* DATASET CONTENT:
Issue #295, opened 2021-03-31
Question: Support of CRD for tcp services


alexandrst88:
Hi! Is there is any plan to manage TCP services via CRDS object or Service annotations instead of putting into the ConfigMap?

* WHAT TO PRODUCE: Return all the data exactly as given.

* ANSWER TO THE PROBLEM:
Issue #295, opened 2021-03-31
Question: Support of CRD for tcp services


alexandrst88:
Hi! Is there is any plan to manage TCP services via CRDS object or Service annotations instead of putting into the ConfigMap?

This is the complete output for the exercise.